:: WHAT IS REQUIRED ::
Produce the full set of records below once more, exactly as they stand.

------ DATA SUPPLIED

PR #17351, opened 2021-10-21
Comment Moderation: when Next is tapped on the snackbar, show the next comment.

ScoutHarris:
Ref: #17290 

When `Next` is tapped on the comment moderation confirmation snackbar, the comment details view is updated with the next comment in the current filter. If the currently displayed comment is the last one, `Next` is not displayed on the snackbar.

To test:
- Enable the `newCommentDetail` feature.
- Go to My Site > Comments.
- Select a comment and moderate it. Stay on the details view.
  - Tap `Next` on the snackbar.
  - Verify the comment details view is updated with the next comment in the list.
- Select the last comment in a list and moderate it. Stay on the details view.
  - Verify the confirmation snackbar does not have a `Next` button.
 
NOTE: The comment content field height is not updated correctly when the next comment has less content than the prior one. The same problem occurs when editing a comment to have less content. As that is not related to this change, I'll leave that to be addressed later.

## Regression Notes
1. Potential unintended areas of impact
N/A. Feature is incomplete.

2. What I did to test those areas of impact (or what existing automated tests I relied on)
N/A. Feature is incomplete.

3. What automated tests I added (or what prevented me from doing so)
N/A. Feature is incomplete.

PR submission checklist:

- [x] I have completed the Regression Notes.
- [x] I have considered adding unit tests for my changes.
- [x] I have considered adding accessibility improvements for my changes.
- [x] I have considered if this change warrants user-facing release notes and have added them to `RELEASE-NOTES.txt` if necessary.

Issue #17290, opened 2021-10-08
Comment moderation: `Next` button on confirmation snackbar


ScoutHarris:
From design discussion wp.me/pbArwn-2ks#comment-3346:

Tapping Next in the snackbar always advances to the next item in the list you opened the detail view from.

Tasks:
- [x] #17345
- [x] #17351
- [x] #17356
- [x] #17364

![next](https://user-images.githubusercontent.com/1816888/137962337-6d58649d-4418-4572-9053-db11ea8de5e1.png)

PR #17356, opened 2021-10-22
Comment Moderation snackbar: add `>` after the Next button

ScoutHarris:
Ref: #17290 
Depends on: #17351

This adds a `>` image after the `Next` button on the comment moderation confirmation snackbar.

NOTE: The tappable area is still just the size of the `Next` button (this is legacy), so it's kind of small. I'll see about making it bigger and including the arrow in a follow up.

To test:
- Go to My Site > Comments.
- Select a comment that is not last in a list.
- Moderate it and stay on the details view.
- Verify `>` appears after the `Next` button.

next_action

- Select the last comment in a list.
- Moderate it and stay on the details view.
- Verify `Next >` does not appear. 

no_action

- Do some other action in the app that presents a snackbar with an action button. (The new `followConversationViaNotifications` is a good example.)
- Verify the `>` does not appear.
 
other_action

## Regression Notes
N/A. Feature is incomplete.

N/A. Feature is incomplete.

N/A. Feature is incomplete.

PR submission checklist:

### DIFF
--- a/WordPress/Classes/Extensions/UIViewController+Notice.swift
+++ b/WordPress/Classes/Extensions/UIViewController+Notice.swift
@@ -1,13 +1,25 @@
 import Foundation
 import WordPressFlux
 
-@objc extension UIViewController {
+extension UIViewController {
     @objc func displayNotice(title: String, message: String? = nil) {
         displayActionableNotice(title: title, message: message)
     }
 
-    @objc func displayActionableNotice(title: String, message: String? = nil, actionTitle: String? = nil, actionHandler: ((Bool) -> Void)? = nil) {
-        let notice = Notice(title: title, message: message, actionTitle: actionTitle, actionHandler: actionHandler)
+    @objc func displayActionableNotice(title: String,
+                                       message: String? = nil,
+                                       actionTitle: String? = nil,
+                                       actionHandler: ((Bool) -> Void)? = nil) {
+        displayActionableNotice(title: title, message: message, style: NormalNoticeStyle(), actionTitle: actionTitle, actionHandler: actionHandler)
+    }
+
+    // NoticeStyle is Swift only, so this method is needed to set it.
+    func displayActionableNotice(title: String,
+                                 message: String? = nil,
+                                 style: NoticeStyle = NormalNoticeStyle(),
+                                 actionTitle: String? = nil,
+                                 actionHandler: ((Bool) -> Void)? = nil) {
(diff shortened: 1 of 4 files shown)


dvdchr (approved):
> NOTE: The tappable area is still just the size of the Next button (this is legacy), so it's kind of small. I'll see about making it bigger and including the arrow in a follow up.

👍 . Also unrelated, but I noticed that in large content sizes, the labels are truncated: 

Screen Shot 2021-10-26 at 00 26 03

Perhaps we need @mattmiklic 's thoughts on how to best present this in large sizes.

Anyways, LGTM!

mattmiklic:
> Perhaps we need @mattmiklic 's thoughts on how to best present this in large sizes.

Thinking back to the call we had with Apple's accessibility team earlier in the year (internal ref: pbArwn-2d9-p2) the best option would be to make each option full-width, so the options are shown in a vertical rather than horizontal list. I can mock that up if it'd be helpful, but what do y'all think about the technical feasibility of that approach?

ScoutHarris:
Hey @mattmiklic .

> I can mock that up if it'd be helpful

Yes please! 

> what do y'all think about the technical feasibility of that approach?

Depends on ☝️ of course, but yep it should be doable. The buttons are already in a horizontal stack view. So flipping it to vertical should be fairly straightforward.

Thank you!

(And thanks to @dvdchr for noticing!)

mattmiklic:
Screen Shot 2021-11-03 at 5 36 46 PM

Here's a visual example of what I was thinking. This shows the screen content at text size AX1, the smallest of the "[larger accessibility type sizes](https://developer.apple.com/design/human-interface-guidelines/ios/visual-design/typography/#dynamic-type-sizes)". I'm not sure about how we'd decide when to switch to the vertical layout; ideally before text gets truncated obviously, but that will differ by language. I'm open to suggestions on the logic that would control the switch.

I've added the vertical moderation control to the Components section in Zeplin.

ScoutHarris:
Thank you @mattmiklic. This is very helpful! (And looks quite nice to boot.)

> I'm not sure about how we'd decide when to switch to the vertical layout

Typically we just check if the text size is accessibility (specifically `traitCollection.preferredContentSizeCategory.isAccessibilityCategory`). I would think that would trigger for _any_ accessibility text size, including AX1. But I'll verify when I implement the changes.

mattmiklic:
That makes sense! Sounds good to me.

------------

:: EXPECTED ANSWER ::
PR #17351, opened 2021-10-21
Comment Moderation: when Next is tapped on the snackbar, show the next comment.

ScoutHarris:
Ref: #17290 

When `Next` is tapped on the comment moderation confirmation snackbar, the comment details view is updated with the next comment in the current filter. If the currently displayed comment is the last one, `Next` is not displayed on the snackbar.

To test:
- Enable the `newCommentDetail` feature.
- Go to My Site > Comments.
- Select a comment and moderate it. Stay on the details view.
  - Tap `Next` on the snackbar.
  - Verify the comment details view is updated with the next comment in the list.
- Select the last comment in a list and moderate it. Stay on the details view.
  - Verify the confirmation snackbar does not have a `Next` button.
 
NOTE: The comment content field height is not updated correctly when the next comment has less content than the prior one. The same problem occurs when editing a comment to have less content. As that is not related to this change, I'll leave that to be addressed later.

## Regression Notes
1. Potential unintended areas of impact
N/A. Feature is incomplete.

2. What I did to test those areas of impact (or what existing automated tests I relied on)
N/A. Feature is incomplete.

3. What automated tests I added (or what prevented me from doing so)
N/A. Feature is incomplete.

PR submission checklist:

- [x] I have completed the Regression Notes.
- [x] I have considered adding unit tests for my changes.
- [x] I have considered adding accessibility improvements for my changes.
- [x] I have considered if this change warrants user-facing release notes and have added them to `RELEASE-NOTES.txt` if necessary.

Issue #17290, opened 2021-10-08
Comment moderation: `Next` button on confirmation snackbar


ScoutHarris:
From design discussion wp.me/pbArwn-2ks#comment-3346:

Tapping Next in the snackbar always advances to the next item in the list you opened the detail view from.

Tasks:
- [x] #17345
- [x] #17351
- [x] #17356
- [x] #17364

![next](https://user-images.githubusercontent.com/1816888/137962337-6d58649d-4418-4572-9053-db11ea8de5e1.png)

PR #17356, opened 2021-10-22
Comment Moderation snackbar: add `>` after the Next button

ScoutHarris:
Ref: #17290 
Depends on: #17351

This adds a `>` image after the `Next` button on the comment moderation confirmation snackbar.

NOTE: The tappable area is still just the size of the `Next` button (this is legacy), so it's kind of small. I'll see about making it bigger and including the arrow in a follow up.

To test:
- Go to My Site > Comments.
- Select a comment that is not last in a list.
- Moderate it and stay on the details view.
- Verify `>` appears after the `Next` button.

next_action

- Select the last comment in a list.
- Moderate it and stay on the details view.
- Verify `Next >` does not appear. 

no_action

- Do some other action in the app that presents a snackbar with an action button. (The new `followConversationViaNotifications` is a good example.)
- Verify the `>` does not appear.
 
other_action

## Regression Notes
N/A. Feature is incomplete.

N/A. Feature is incomplete.

N/A. Feature is incomplete.

PR submission checklist:

### DIFF
--- a/WordPress/Classes/Extensions/UIViewController+Notice.swift
+++ b/WordPress/Classes/Extensions/UIViewController+Notice.swift
@@ -1,13 +1,25 @@
 import Foundation
 import WordPressFlux
 
-@objc extension UIViewController {
+extension UIViewController {
     @objc func displayNotice(title: String, message: String? = nil) {
         displayActionableNotice(title: title, message: message)
     }
 
-    @objc func displayActionableNotice(title: String, message: String? = nil, actionTitle: String? = nil, actionHandler: ((Bool) -> Void)? = nil) {
-        let notice = Notice(title: title, message: message, actionTitle: actionTitle, actionHandler: actionHandler)
+    @objc func displayActionableNotice(title: String,
+                                       message: String? = nil,
+                                       actionTitle: String? = nil,
+                                       actionHandler: ((Bool) -> Void)? = nil) {
+        displayActionableNotice(title: title, message: message, style: NormalNoticeStyle(), actionTitle: actionTitle, actionHandler: actionHandler)
+    }
+
+    // NoticeStyle is Swift only, so this method is needed to set it.
+    func displayActionableNotice(title: String,
+                                 message: String? = nil,
+                                 style: NoticeStyle = NormalNoticeStyle(),
+                                 actionTitle: String? = nil,
+                                 actionHandler: ((Bool) -> Void)? = nil) {
(diff shortened: 1 of 4 files shown)


dvdchr (approved):
> NOTE: The tappable area is still just the size of the Next button (this is legacy), so it's kind of small. I'll see about making it bigger and including the arrow in a follow up.

👍 . Also unrelated, but I noticed that in large content sizes, the labels are truncated: 

Screen Shot 2021-10-26 at 00 26 03

Perhaps we need @mattmiklic 's thoughts on how to best present this in large sizes.

Anyways, LGTM!

mattmiklic:
> Perhaps we need @mattmiklic 's thoughts on how to best present this in large sizes.

Thinking back to the call we had with Apple's accessibility team earlier in the year (internal ref: pbArwn-2d9-p2) the best option would be to make each option full-width, so the options are shown in a vertical rather than horizontal list. I can mock that up if it'd be helpful, but what do y'all think about the technical feasibility of that approach?

ScoutHarris:
Hey @mattmiklic .

> I can mock that up if it'd be helpful

Yes please! 

> what do y'all think about the technical feasibility of that approach?

Depends on ☝️ of course, but yep it should be doable. The buttons are already in a horizontal stack view. So flipping it to vertical should be fairly straightforward.

Thank you!

(And thanks to @dvdchr for noticing!)

mattmiklic:
Screen Shot 2021-11-03 at 5 36 46 PM

Here's a visual example of what I was thinking. This shows the screen content at text size AX1, the smallest of the "[larger accessibility type sizes](https://developer.apple.com/design/human-interface-guidelines/ios/visual-design/typography/#dynamic-type-sizes)". I'm not sure about how we'd decide when to switch to the vertical layout; ideally before text gets truncated obviously, but that will differ by language. I'm open to suggestions on the logic that would control the switch.

I've added the vertical moderation control to the Components section in Zeplin.

ScoutHarris:
Thank you @mattmiklic. This is very helpful! (And looks quite nice to boot.)

> I'm not sure about how we'd decide when to switch to the vertical layout

Typically we just check if the text size is accessibility (specifically `traitCollection.preferredContentSizeCategory.isAccessibilityCategory`). I would think that would trigger for _any_ accessibility text size, including AX1. But I'll verify when I implement the changes.

mattmiklic:
That makes sense! Sounds good to me.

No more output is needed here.